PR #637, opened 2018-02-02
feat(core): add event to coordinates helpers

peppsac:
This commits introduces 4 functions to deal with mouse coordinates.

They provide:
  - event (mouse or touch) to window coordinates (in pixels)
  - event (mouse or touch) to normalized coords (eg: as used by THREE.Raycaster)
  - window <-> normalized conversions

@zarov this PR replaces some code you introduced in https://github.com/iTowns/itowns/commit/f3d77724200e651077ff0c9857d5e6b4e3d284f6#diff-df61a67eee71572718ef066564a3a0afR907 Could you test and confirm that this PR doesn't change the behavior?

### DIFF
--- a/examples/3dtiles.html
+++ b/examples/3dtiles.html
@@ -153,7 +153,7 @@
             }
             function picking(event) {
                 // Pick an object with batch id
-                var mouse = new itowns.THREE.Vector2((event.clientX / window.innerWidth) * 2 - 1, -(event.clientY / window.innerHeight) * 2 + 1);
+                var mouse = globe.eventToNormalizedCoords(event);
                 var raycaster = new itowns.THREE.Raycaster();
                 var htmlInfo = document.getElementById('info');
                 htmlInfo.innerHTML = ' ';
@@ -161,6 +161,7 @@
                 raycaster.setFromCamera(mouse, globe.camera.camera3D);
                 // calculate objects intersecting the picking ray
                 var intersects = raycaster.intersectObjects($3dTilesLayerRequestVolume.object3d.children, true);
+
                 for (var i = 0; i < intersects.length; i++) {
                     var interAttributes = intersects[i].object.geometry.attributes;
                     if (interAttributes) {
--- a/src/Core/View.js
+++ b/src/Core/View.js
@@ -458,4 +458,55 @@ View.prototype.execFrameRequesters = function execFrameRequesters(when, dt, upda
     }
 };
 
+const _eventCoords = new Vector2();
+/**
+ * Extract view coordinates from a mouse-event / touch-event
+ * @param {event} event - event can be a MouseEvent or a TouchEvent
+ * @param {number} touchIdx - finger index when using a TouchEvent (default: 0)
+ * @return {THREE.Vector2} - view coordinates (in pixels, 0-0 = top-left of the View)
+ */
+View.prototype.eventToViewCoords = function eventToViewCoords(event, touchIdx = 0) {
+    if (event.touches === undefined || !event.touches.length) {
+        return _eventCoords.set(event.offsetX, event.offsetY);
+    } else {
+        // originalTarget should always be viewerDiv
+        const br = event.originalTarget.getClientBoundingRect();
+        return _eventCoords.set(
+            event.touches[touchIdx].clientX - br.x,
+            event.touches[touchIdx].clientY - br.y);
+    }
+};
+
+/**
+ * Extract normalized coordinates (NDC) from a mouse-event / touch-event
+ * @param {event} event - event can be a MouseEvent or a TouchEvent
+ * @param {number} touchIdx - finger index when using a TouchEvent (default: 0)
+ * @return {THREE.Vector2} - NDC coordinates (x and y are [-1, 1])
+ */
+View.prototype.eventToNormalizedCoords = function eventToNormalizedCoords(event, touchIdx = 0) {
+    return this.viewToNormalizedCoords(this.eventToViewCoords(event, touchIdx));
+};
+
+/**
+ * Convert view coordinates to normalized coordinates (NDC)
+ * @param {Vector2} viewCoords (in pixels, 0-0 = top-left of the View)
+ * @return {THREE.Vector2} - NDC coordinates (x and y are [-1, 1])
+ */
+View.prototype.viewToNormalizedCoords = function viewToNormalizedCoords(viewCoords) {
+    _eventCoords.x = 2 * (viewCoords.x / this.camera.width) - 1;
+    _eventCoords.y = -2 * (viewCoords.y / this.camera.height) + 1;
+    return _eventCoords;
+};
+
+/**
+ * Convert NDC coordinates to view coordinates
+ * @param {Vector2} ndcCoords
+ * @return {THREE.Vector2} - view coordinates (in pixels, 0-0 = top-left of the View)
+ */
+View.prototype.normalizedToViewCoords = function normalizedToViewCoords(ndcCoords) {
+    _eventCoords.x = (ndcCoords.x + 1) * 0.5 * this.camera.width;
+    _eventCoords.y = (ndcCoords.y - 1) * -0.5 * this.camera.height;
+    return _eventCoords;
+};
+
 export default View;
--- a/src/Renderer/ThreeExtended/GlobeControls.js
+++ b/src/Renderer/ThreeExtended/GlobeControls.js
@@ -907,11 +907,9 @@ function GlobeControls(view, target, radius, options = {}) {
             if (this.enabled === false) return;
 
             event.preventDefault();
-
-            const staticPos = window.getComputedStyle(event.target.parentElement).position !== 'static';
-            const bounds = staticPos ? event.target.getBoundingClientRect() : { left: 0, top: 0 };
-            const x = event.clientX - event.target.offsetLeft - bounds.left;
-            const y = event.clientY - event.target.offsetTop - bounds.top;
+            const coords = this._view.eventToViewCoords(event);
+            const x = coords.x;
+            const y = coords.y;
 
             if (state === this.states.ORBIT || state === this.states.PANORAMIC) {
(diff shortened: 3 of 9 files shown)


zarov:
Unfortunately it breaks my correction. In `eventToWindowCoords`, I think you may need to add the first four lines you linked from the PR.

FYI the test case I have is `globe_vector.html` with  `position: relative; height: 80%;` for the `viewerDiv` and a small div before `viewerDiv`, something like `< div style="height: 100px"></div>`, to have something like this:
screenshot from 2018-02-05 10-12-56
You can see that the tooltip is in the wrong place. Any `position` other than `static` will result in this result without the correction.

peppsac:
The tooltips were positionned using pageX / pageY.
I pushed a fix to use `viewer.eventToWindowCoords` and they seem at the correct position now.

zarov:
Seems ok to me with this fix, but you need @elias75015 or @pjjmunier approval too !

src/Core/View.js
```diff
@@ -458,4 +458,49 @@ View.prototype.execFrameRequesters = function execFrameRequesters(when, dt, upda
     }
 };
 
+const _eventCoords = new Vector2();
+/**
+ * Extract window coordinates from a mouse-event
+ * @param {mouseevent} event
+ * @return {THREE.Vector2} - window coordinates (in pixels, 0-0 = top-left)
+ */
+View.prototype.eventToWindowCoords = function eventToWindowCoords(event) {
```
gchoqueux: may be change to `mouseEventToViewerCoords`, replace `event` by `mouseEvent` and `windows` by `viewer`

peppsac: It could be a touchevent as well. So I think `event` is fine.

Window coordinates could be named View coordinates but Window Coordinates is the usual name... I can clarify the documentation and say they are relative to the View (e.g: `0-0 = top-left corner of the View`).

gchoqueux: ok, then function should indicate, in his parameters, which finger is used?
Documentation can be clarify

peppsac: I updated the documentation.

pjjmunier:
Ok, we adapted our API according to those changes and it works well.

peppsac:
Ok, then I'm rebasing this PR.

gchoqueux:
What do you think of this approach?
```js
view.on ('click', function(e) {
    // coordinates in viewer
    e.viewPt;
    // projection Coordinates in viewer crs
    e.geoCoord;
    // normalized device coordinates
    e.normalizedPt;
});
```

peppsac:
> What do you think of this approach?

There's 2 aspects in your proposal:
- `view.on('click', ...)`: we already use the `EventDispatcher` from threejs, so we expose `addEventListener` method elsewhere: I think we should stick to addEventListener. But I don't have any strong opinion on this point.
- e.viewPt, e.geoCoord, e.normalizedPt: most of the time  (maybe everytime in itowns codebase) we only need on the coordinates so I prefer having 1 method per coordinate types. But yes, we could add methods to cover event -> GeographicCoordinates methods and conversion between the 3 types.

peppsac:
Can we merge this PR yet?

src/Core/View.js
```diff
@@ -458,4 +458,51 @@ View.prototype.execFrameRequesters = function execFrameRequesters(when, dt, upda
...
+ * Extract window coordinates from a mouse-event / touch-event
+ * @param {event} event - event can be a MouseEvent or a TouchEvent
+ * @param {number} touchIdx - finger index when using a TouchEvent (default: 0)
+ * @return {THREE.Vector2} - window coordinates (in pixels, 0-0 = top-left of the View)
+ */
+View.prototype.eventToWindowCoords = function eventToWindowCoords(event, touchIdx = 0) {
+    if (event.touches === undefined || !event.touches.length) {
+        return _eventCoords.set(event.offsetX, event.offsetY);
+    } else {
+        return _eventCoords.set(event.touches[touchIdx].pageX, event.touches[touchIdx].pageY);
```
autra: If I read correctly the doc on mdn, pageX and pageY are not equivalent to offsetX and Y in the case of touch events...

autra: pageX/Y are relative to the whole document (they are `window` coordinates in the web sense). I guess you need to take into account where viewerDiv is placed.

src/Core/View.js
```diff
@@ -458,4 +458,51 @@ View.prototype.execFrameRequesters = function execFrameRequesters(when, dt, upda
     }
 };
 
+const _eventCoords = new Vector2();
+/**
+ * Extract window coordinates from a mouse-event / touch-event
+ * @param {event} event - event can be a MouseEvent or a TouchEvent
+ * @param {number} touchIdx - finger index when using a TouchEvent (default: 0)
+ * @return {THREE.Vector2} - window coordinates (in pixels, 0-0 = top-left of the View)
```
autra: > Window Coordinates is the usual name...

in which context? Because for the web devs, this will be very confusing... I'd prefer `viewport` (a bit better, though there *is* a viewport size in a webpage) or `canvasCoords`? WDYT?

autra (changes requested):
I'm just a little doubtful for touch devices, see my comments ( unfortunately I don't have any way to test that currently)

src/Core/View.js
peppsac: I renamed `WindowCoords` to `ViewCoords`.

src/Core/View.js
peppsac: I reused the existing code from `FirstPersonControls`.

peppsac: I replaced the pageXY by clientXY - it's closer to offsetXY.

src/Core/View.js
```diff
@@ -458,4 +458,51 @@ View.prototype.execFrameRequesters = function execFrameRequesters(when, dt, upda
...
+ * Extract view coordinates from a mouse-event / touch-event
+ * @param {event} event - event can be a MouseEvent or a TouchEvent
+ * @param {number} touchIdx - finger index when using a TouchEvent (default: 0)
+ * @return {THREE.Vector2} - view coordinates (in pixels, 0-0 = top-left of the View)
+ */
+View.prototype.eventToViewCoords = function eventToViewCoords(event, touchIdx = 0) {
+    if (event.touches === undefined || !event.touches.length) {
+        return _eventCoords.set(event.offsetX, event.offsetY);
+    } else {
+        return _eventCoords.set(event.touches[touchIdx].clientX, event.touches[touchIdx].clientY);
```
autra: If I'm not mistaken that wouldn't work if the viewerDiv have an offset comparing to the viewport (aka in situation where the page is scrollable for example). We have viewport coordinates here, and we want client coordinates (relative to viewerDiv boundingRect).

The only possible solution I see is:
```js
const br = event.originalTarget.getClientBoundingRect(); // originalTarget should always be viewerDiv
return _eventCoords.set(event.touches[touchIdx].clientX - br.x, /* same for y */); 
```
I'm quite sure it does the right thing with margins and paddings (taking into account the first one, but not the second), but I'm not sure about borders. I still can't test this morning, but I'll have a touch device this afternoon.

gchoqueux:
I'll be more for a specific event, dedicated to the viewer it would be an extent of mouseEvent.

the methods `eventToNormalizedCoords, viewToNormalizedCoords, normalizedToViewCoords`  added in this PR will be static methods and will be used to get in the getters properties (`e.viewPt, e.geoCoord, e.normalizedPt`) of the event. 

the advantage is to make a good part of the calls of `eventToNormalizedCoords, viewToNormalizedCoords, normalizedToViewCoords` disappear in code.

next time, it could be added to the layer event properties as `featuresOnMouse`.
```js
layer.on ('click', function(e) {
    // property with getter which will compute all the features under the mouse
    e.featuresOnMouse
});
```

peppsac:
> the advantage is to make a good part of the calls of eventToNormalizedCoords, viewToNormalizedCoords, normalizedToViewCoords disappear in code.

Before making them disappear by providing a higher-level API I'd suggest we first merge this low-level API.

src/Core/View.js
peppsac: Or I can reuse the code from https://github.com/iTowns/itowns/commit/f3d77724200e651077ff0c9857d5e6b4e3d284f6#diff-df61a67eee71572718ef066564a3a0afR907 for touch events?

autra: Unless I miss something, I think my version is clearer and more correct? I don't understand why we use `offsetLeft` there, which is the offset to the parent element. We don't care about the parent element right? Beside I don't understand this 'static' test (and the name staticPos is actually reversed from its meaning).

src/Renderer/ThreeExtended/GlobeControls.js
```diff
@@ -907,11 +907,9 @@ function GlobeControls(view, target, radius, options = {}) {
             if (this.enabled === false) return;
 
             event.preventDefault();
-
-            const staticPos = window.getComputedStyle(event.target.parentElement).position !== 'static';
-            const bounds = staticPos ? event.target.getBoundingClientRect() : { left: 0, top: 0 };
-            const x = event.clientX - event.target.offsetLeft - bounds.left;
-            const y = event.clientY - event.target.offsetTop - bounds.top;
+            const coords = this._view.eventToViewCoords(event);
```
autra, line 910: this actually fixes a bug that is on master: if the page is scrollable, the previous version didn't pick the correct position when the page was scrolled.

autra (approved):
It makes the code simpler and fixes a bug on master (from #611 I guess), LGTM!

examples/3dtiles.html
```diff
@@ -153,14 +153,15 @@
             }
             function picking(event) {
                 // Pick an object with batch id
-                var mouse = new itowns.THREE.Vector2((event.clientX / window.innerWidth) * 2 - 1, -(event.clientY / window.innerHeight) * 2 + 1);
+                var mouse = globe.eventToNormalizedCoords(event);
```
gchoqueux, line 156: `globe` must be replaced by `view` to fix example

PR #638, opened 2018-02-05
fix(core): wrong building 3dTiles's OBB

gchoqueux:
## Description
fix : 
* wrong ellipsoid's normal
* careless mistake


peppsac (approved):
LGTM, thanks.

### What you are asked to do
All lines of the entries above where "examples" turns up should be reported.

### Answer for the task
--- a/examples/3dtiles.html
+++ b/examples/3dtiles.html
examples/3dtiles.html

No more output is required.